## GOAL OF THE EXERCISE
From the first line of the data through the line containing "correct in Safari", return each line exactly.

*****

PR #714, opened 2016-02-14
Exporting to TSV

zhongneu:
### What is this PR for?
Allow users to export data in a paragraph to a TSV file.

There is already a [PR](https://github.com/apache/incubator-zeppelin/pull/6) for this, but it uses DataTables, which requires Flash.

### What type of PR is it?
Feature

### Todos
* [ ] - Hide/disable the button if it is not in table/chart view
* [ ] - Find an icon for the new button
* [ ] - Saved file name is not correct in Safari
* [ ] - Test with large data set

[ZEPPELIN-672](https://issues.apache.org/jira/browse/ZEPPELIN-672)

1. create a paragraph with data in %table view
2. select the "Export to TSV" item in the paragraph settings list

vvzhsyciev

### Questions:
NO

NO

NO

### DIFF
--- a/zeppelin-web/src/app/notebook/paragraph/paragraph-control.html
+++ b/zeppelin-web/src/app/notebook/paragraph/paragraph-control.html
@@ -83,6 +83,9 @@ limitations under the License.
         <a ng-click="goToSingleParagraph()"><span class="icon-share-alt"></span> Link this paragraph</a>
       </li>
       <li>
+        <a ng-click="exportToTSV()"><span class="icon-share-alt"></span> Export to TSV</a>
+      </li>
+      <li>
         <a ng-click="clearParagraphOutput()"><span class="fa fa-eraser"></span> Clear output</a>
       </li>
       <li>
--- a/zeppelin-web/src/app/notebook/paragraph/paragraph.controller.js
+++ b/zeppelin-web/src/app/notebook/paragraph/paragraph.controller.js
@@ -2187,19 +2187,19 @@ angular.module('zeppelinWebApp')
   };
 
   $scope.exportToTSV = function () {
-    var data = $scope.paragraph.result
+    var data = $scope.paragraph.result;
     var tsv = '';
     for (var titleIndex in $scope.paragraph.result.columnNames) {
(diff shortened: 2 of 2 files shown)


corneadoug:
Tested after rebasing with master, no conflicts.
Let's rebase it and Merge it :)

corneadoug:
@zhongneu Could you rebase?

johnnyws:
@corneadoug are you sure you want to merge this? I thought we were working on #761?

There are still pending TODOs in this PR. I don't think we should merge it before finish them.

corneadoug:
It was already discussed there.
Regarding the TODO, there is only one that is useful: `Hide/disable the button if it is not in table/chart view`, but it can always be done later. (not critical for now)
The icon is fine, the Safari problem is not related to this feature (it affect also the existing export notebook), the test with large dataset doesn't matter since if it was too big, the browser will crash.

If we get this done with, then we can work on improving it, and build around it.
Otherwise it just become a blocker

ankurmitujjain:
@corneadoug I think its not right/user friendly way to have download data functionality.

 You liked approach of including download buttons in "settings".
But I believe **"Settings" is something to provide configuration/setting options and not to provide any functionality**.

Also @adejanovski [#6](https://github.com/apache/incubator-zeppelin/pull/6#issuecomment-185086161) commented rightly that 

> viewers have to find out that they need to click on the gear, which is hidden in report mode and simply absent when you link directly to the paragraph as an iframe

So I believe it's not a good idea to include buttons in settings as many community member don't liked it.

Secondly if DataTables provides export functionality which works and is extensible, than we should use it instead of writing our own way to do data export, this I mentioned earlier as well... [#6](https://github.com/apache/incubator-zeppelin/pull/6#issuecomment-185081090)

Also about extra UI space, its not an issue for using datatable or any of its functionality, but its general issue and to fix it we need to have a different PR...

If I look different notebook implementation, than the way they handle this issue is like below...
They are providing all buttons at bottom of table, and zeppelin provides same on top of table.

image

corneadoug:
Merging this if no more discussions.
I will take care of moving the button as suggested next to the graph buttons with a download icon, right after.

PR #720, opened 2016-02-16
Bringing compiledScope for backward compatibility

Leemoonsoo:
### What is this PR for?
compiledScope was not exposed API for users.
However, some users were using compiledScope in their notebook and [ZEPPELIN-551](http://issues.apache.org/jira/browse/ZEPPELIN-551) break this notebook work by removing compiledScope.

https://gist.github.com/granturing/a09aed4a302a7367be92 is an example notebook that uses compiledScope.

This PR bringing compiledScope back for backward compatibility.

### What type of PR is it?
Improvement

### Todos
* [x] - Bringing compiledScope back for backward compatibility

compiledScope was removed by http://issues.apache.org/jira/browse/ZEPPELIN-551 

Test https://gist.github.com/granturing/a09aed4a302a7367be92

### Questions:

### DIFF
--- a/zeppelin-web/src/app/notebook/paragraph/paragraph.controller.js
+++ b/zeppelin-web/src/app/notebook/paragraph/paragraph.controller.js
@@ -21,8 +21,13 @@ angular.module('zeppelinWebApp')
   $scope.paragraph = null;
   $scope.originalText = '';
   $scope.editor = null;
+
   var paragraphScope = $rootScope.$new(true, $rootScope);
+  // to keep backward compatibility
+  $scope.compiledScope = paragraphScope;
+
   var angularObjectRegistry = {};
+
 
   var editorModes = {
     'ace/mode/scala': /^%spark/,


felixcheung:
LGTM

corneadoug:
Its not backward compatible for some of my Notebooks.
We should ask some AngularDisplay power user to test it against theirs, so that they can share how they use that feature, this would allow us to also write some good practices on how to use it.

granturing:
The notebook is code I wrote a while ago in order to show an example of "reactive" client-side JavaScript charts. Is there some other way to bind an event handler to an Angular model? Using the compiledScope was the only way I was able to subscribe to change notifications and handle them in a function, vs simply having a UI template updated.

corneadoug:
@granturing Do you use any other method recently?

There used to be 2 compiledScope in the past (App level, and Notebook level), this PR solve the case if you try to access Notebook compiled scope through the paragraph controller selector.

I think that this backward compatibility is not necessary since its doesn't handle both of the previous use cases. We should provide a better API to access it, and document how to do proper selector until then.

Leemoonsoo:
I think accessing compiledScope is more like a hack, because of it wasn't an officially exposed api for notebook users, in the end, providing some api for javascript, such as `z.scope()` to get current scope object and documenting it is better way to go.

We used to have compiledScope in Notebook level, and App level. This PR brings one of compileScope. So some notebook might fixed, some notebook might still have problem.

I'd suggest, we merge it as a effort for minimizing internal API change. 
Whatever user use, we need to minimize Zeppelin breaks notebook working version by version.
And this PR definitely reduce notebook breaking.

Once we develop officially supported API, such as `z.scope()` then, reference to compiledScope can be deprecated and removed.

Leemoonsoo:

*****

## TASK SOLUTION
PR #714, opened 2016-02-14
Exporting to TSV

zhongneu:
### What is this PR for?
Allow users to export data in a paragraph to a TSV file.

There is already a [PR](https://github.com/apache/incubator-zeppelin/pull/6) for this, but it uses DataTables, which requires Flash.

### What type of PR is it?
Feature

### Todos
* [ ] - Hide/disable the button if it is not in table/chart view
* [ ] - Find an icon for the new button
* [ ] - Saved file name is not correct in Safari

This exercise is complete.